4. Works in isolation, breaks in integration¶

LLMs generate code in a bounded context window. They see the file they are editing, maybe a few related files. They do not see the full system. The code works perfectly as a standalone unit and breaks the moment it interacts with the rest of the codebase — naming conflicts, state assumptions, concurrency issues, import cycles.

5. Confident hallucination¶

LLMs do not say "I am not sure." They generate code with the same confidence whether the approach is correct or fabricated. A hallucinated API endpoint, a non-existent configuration option, a made-up library — all presented with the same syntactic certainty as correct code.

6. Pattern mimicry without understanding¶

LLMs replicate patterns they have seen. They will copy an authentication pattern from a different context, apply a caching strategy that makes no sense for the data model, or use a design pattern that adds complexity without solving the actual problem. The code looks professional. The architecture is wrong.

The Principle¶

No single verification stage can catch all these failure modes. A linter catches syntax issues but not semantic errors. Unit tests catch logic bugs but not integration failures. Code review catches design problems but not the subtle wrongness that looks intentional.

The anti-LLM pipeline chains 10 stages. Each stage is owned by a different agent with a different perspective. Each catches a specific failure class. Code must pass all 10 stages before it reaches production.

Pipeline Overview¶

Anna (Formal Spec)
  ↓
Antje (TDD — tests from spec, NOT from code)
  ↓
Dev Agents (Implementation)
  ↓
Koen (Deterministic Quality)
  ↓
Marije / Judith (Integration Testing)
  ↓
Jasper (Test Reconciliation)
  ↓
Marco (Conflict Detection)
  ↓
Ashley (Adversarial Testing)
  ↓
Jaap (SSOT Enforcement)
  ↓
Marta / Iwona (Merge Gate)

Why This Order Matters¶

The pipeline is ordered from specification to deployment. Each stage builds on the guarantees of the previous stage:

Anna defines what correct behavior means — before any code exists
Antje writes tests from the spec — tests are independent of the implementation
Dev agents write code to pass Antje's tests — not their own tests
Koen checks code quality deterministically — no LLM judgment involved
Marije/Judith test integration — does the code work with the system?
Jasper reconciles test results — do the numbers add up?
Marco detects conflicts — does this change break other changes?
Ashley attacks the code — does it survive adversarial input?
Jaap enforces SSOT — does the code match the single source of truth?
Marta/Iwona make the merge decision — is everything clean?

Skipping a stage means a failure class goes undetected. The pipeline is only as strong as its weakest stage.

Key Insight: Separation of Concerns Between Test and Code¶

The single most important design decision in this pipeline: the agent that writes the tests is not the agent that writes the code.

Anna writes the spec. Antje writes the tests from the spec. Dev agents write the implementation. Three different agents, three different perspectives, three different sets of assumptions.

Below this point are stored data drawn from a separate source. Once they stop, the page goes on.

Issue #914, opened 2023-09-04
[Bug] WH Connect shows the transfer as complete but the funds have not yet reached the wallet


M-Picco:
There might be a window of time between the time the transfer is redeemed on wormchain and the IBC transfer that eventually deposits the funds on the destination gets completed.

PR #915, opened 2023-09-04
[#913][#914] Add logic to fetch the redeem transaction for cosmos gateway

### LINKED ISSUE #913: [Bug] Missing explorer link on destination chain for gateway transfer
Currently there's no logic to retrieve the final tx on the destination chain (e.g. osmosis)

M-Picco:
This PR adds the logic to retrieve the destination IBC transfer tx given a wh transfer. It also modifies the `isTransferComplete` method to check for this transaction to exist to avoid cases in which the user might receive the funds instantly when the wormchain redeem is completed.

Closes #913, #914

Depends on #909

### DIFF
--- a/wormhole-connect/src/utils/routes/cosmosGateway.ts
+++ b/wormhole-connect/src/utils/routes/cosmosGateway.ts
@@ -638,9 +638,7 @@ export class CosmosGatewayRoute extends BaseRoute {
     };
   }
 
-  async fetchRedeemedEvent(
-    message: SignedMessage,
-  ): Promise<string | null> {
+  async fetchRedeemedEvent(message: SignedMessage): Promise<string | null> {
     if (!isSignedWormholeMessage(message)) {
       throw new Error('Signed message is not for gateway');
     }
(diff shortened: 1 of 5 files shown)


wormhole-connect/src/utils/routes/cosmosGateway.ts
```diff
@@ -559,15 +567,19 @@ export class CosmosGatewayRoute extends BaseRoute {
...
-    return isCosmWasmChain(destChain)
-      ? wh.isTransferCompleted(CHAIN_ID_WORMCHAIN, hexlify(message.vaa))
-      : new BridgeRoute().isTransferCompleted(destChain, message);
+
+    if (!isCosmWasmChain(destChain)) {
+      return new BridgeRoute().isTransferCompleted(destChain, message);
+    }
+
+    const destTx = await this.fetchRedeemedEvent(message);
+    return !!destTx;
```
anondev2323, line 530: Is finding the redeem event the only way to tell if a gateway transaction has been completed?

M-Picco: After the transfer is completed in wormchain, there's a time window until the IBC transfer to the destination cosmos chain completes. Until then, the user won't have the funds available in their wallet. I thought it'd be a "harder" criteria than just checking the redeem on wormchain.

Perhaps it's a bit much and the time window can be negligible. But some QA and user reports showed that it can happen.

kev1n-peters (approved):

If the same agent wrote both tests and code, the tests would validate the agent's interpretation of the spec — not the spec itself. This separation is what makes the pipeline effective against the "test and code from the same brain" failure mode.

Complexity-Based Routing¶

Not every change needs all 10 stages. The pipeline supports complexity-based routing:

Complexity	Stages	Example
Trivial	Koen → Marta/Iwona	Typo fix, config change
Simple	Antje → Dev → Koen → Marta/Iwona	Single-file feature
Standard	All 10 stages	Multi-file feature
Critical	All 10 + human review	Auth, payments, data model

The orchestrator determines complexity based on:

Number of files changed
Which files are changed (auth, DB, config = critical)
Whether new dependencies are introduced
Whether the change touches multiple services

Metrics¶

The pipeline tracks three core metrics per stage:

Metric	Definition	Target
Defect escape rate	Defects that pass through this stage undetected	< 5%
Time-to-merge	Time from PR open to merge	< 4 hours (standard)
False positive rate	Clean code blocked by this stage	< 10%

Joshua (Chief Innovation Officer) audits these metrics quarterly. Stages that consistently show < 1% defect escape and > 20% false positive rate are candidates for removal or recalibration.